There are a few people with physical disabilities who live in bungalows where they have carers to assist them with washing and dressing. People with dementia, unfortunately, do not fit into this category, I learned today. This is sad because I thought that this approach would be ideal for you. Perhaps I am unwilling to admit the extent of your condition. But the fact is that people do not want to be faced all the time with the mood swings and strange behaviour of dementia sufferers. It frightens them and reminds them of their own mortality. Indeed, I understand that there is a hereditary element to dementia so I wonder if or when I shall go on to develop the disease. This frightens me.

And there are people here who specialise in the care of people with progressive dementia. I spoke to the dementia specialist doctor here this morning and was very impressed with the standard of care and the activities they put on to help people with this frightening condition. I have been impressed with the compassion in daily care shown by the staff here and I think you would be in good hands here. Anything to do with your new hearing aid is fixable here or I can sort it out in the UK.

Think about it for moment. The real choice is between:

- a care home in the UK that has no hope of meeting your cultural needs, where you would be in constant pain from your arthritic knee 

OR

- the care facility here in India.
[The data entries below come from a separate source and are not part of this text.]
PR #9667, opened 2023-11-14
[core] global spelling: film makers

jaumeortola:


LucieSteib (approved):
Well, nothing seems wrong to me. 
I'm just unsure all these people are film makers, but that's not important.

p-goulart (approved):
Nothing jumps out at me, other than comments I already made the first time around: Japanese long vowels (`ō` could be `o`); and Hungarian name ordering (`István Szabó` is `Szabó István` in Magyarspeak).

jaumeortola:
Thank you!

PR #9671, opened 2023-11-15
[en] update URLs

AzadehSafakish:
Adding a URL for specific `EN_DIACRITICS_REPLACE` IDs.
Same logic as `ConfusionProbabilityRule.java`, but want to double-check that it's implemented correctly.

I'll have to do the same for `EN_FOREIGN_TERM` in Premium.


jaumeortola:
Did you try it? I think it won't work. We need to add the URL to the specificIdRule:
> specificIdRule.setUrl("...");

I can implement it. But if it is for just two or three words, perhaps it is easier to write a specific XML rule.

AzadehSafakish:
>We need to add the URL to the specificIdRule

Ah, I see it now.

>I can implement it. But if it is for just two or three words, perhaps it is easier to write a specific XML rule.

Would certainly be useful now and in the future, but for these four words I'll just let Marvin know we don't support it at the moment, and I'll add the URLs to XML equivalents.

PR #9677, opened 2023-11-15
[de] added words that shouldn't be accepted by the speller

Luisa-LT:
Interesting info: Almost all are corrected by `gGEC` but since not all users get gGEC matches yet, I added them to `prohibit.txt`


AgnesKleinhans (approved):
cool!! 🚀

danielnaber:
The PR is okay, but we should fix the underlying issue here, as e.g. "Bauerbrot" doesn't seem to be a special case. "Bauerwitwe" is also accepted, for example.

danielnaber:
> Where could I add e.g. Bauer that it is not used as a compound part?

Not sure I understand the question, but currently it's in `words_no_infix_s.txt` and it just doesn't seem to belong there, as the typical compound part is `Bauern...`

Luisa-LT:
Of course, true it needs to have an -n, I'll add it there

Luisa-LT:
https://github.com/languagetool-org/languagetool/pull/9680/commits/468e042123d2d925c970adb19beaa38bbbd747f9

PR #9686, opened 2023-11-16
[de] add test rule for Swiss number format

affemitkaraffe:
@St-ac-y


affemitkaraffe:
see [here](https://github.com/languagetool-org/languagetool/commit/bb3ae02e96f828747880a6d3c4b67cf9b465e695)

It is a beautiful place in the green hills away from noise and the build up of litter that increasingly chokes this country. Where they will cook your food and wash your clothes. Where they will buy anything you need on your behalf. Where it is clean and safe and away from traffic and pollution. Where they speak Marathi and Hindi and English too. Where you can have Marathi language films and TV programmes in your own room. Where they cook healthy, tasty Maharashtrian food for you. Where there is a Ganesha and Lakshmi temple and they celebrate festivals like Diwali and have bhajans and spiritual songs every day. Where there are facilities for exercise and massage and constant medical checks. Where the sky is blue and the weather is warm and you would not have to suffer so much from your arthritis. 

I know that it would mean separation from me and my family but just last week you had forgotten what my family actually comprised. And we would visit you and help with your care and bring supplies and medicines. 

You have entrusted me with the major decisions for your life. In my heart of hearts I think this place would give you a far happier, far less isolated life than you are living at present. 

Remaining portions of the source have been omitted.